══ RECORDS SHOWN
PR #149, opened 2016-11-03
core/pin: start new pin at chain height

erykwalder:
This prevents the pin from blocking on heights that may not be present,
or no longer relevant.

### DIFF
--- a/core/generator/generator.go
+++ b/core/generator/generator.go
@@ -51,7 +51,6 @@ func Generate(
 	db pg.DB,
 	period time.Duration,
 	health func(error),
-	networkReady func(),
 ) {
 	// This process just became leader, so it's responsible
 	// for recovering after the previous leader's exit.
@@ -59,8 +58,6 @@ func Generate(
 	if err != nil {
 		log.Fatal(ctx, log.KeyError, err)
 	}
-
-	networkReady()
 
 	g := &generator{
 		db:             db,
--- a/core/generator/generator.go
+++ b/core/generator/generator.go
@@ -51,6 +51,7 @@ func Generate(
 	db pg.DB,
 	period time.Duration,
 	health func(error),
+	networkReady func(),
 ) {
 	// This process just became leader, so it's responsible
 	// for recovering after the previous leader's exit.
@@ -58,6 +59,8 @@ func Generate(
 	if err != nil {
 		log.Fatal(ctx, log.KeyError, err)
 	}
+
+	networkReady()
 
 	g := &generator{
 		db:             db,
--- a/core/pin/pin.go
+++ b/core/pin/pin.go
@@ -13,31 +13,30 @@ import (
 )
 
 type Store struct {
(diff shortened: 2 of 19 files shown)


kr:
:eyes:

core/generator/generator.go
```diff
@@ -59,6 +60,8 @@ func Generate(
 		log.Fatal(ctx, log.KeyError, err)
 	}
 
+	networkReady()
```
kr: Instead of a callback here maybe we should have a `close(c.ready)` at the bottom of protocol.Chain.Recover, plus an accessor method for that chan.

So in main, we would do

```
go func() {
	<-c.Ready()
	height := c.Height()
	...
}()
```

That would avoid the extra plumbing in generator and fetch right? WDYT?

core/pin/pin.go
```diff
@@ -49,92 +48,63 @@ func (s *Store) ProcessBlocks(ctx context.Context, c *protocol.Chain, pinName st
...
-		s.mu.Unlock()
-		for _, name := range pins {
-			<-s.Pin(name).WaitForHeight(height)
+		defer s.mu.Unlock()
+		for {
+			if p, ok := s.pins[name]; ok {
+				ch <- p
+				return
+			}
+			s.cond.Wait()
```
════
→ **TASK STATEMENT**: Please restate the preceding entries word for word.

→ **RESPONSE FOR THIS EXERCISE**:
PR #149, opened 2016-11-03
core/pin: start new pin at chain height

erykwalder:
This prevents the pin from blocking on heights that may not be present,
or no longer relevant.

### DIFF
--- a/core/generator/generator.go
+++ b/core/generator/generator.go
@@ -51,7 +51,6 @@ func Generate(
 	db pg.DB,
 	period time.Duration,
 	health func(error),
-	networkReady func(),
 ) {
 	// This process just became leader, so it's responsible
 	// for recovering after the previous leader's exit.
@@ -59,8 +58,6 @@ func Generate(
 	if err != nil {
 		log.Fatal(ctx, log.KeyError, err)
 	}
-
-	networkReady()
 
 	g := &generator{
 		db:             db,
--- a/core/generator/generator.go
+++ b/core/generator/generator.go
@@ -51,6 +51,7 @@ func Generate(
 	db pg.DB,
 	period time.Duration,
 	health func(error),
+	networkReady func(),
 ) {
 	// This process just became leader, so it's responsible
 	// for recovering after the previous leader's exit.
@@ -58,6 +59,8 @@ func Generate(
 	if err != nil {
 		log.Fatal(ctx, log.KeyError, err)
 	}
+
+	networkReady()
 
 	g := &generator{
 		db:             db,
--- a/core/pin/pin.go
+++ b/core/pin/pin.go
@@ -13,31 +13,30 @@ import (
 )
 
 type Store struct {
(diff shortened: 2 of 19 files shown)


kr:
:eyes:

core/generator/generator.go
```diff
@@ -59,6 +60,8 @@ func Generate(
 		log.Fatal(ctx, log.KeyError, err)
 	}
 
+	networkReady()
```
kr: Instead of a callback here maybe we should have a `close(c.ready)` at the bottom of protocol.Chain.Recover, plus an accessor method for that chan.

So in main, we would do

```
go func() {
	<-c.Ready()
	height := c.Height()
	...
}()
```

That would avoid the extra plumbing in generator and fetch right? WDYT?

core/pin/pin.go
```diff
@@ -49,92 +48,63 @@ func (s *Store) ProcessBlocks(ctx context.Context, c *protocol.Chain, pinName st
...
-		s.mu.Unlock()
-		for _, name := range pins {
-			<-s.Pin(name).WaitForHeight(height)
+		defer s.mu.Unlock()
+		for {
+			if p, ok := s.pins[name]; ok {
+				ch <- p
+				return
+			}
+			s.cond.Wait()
```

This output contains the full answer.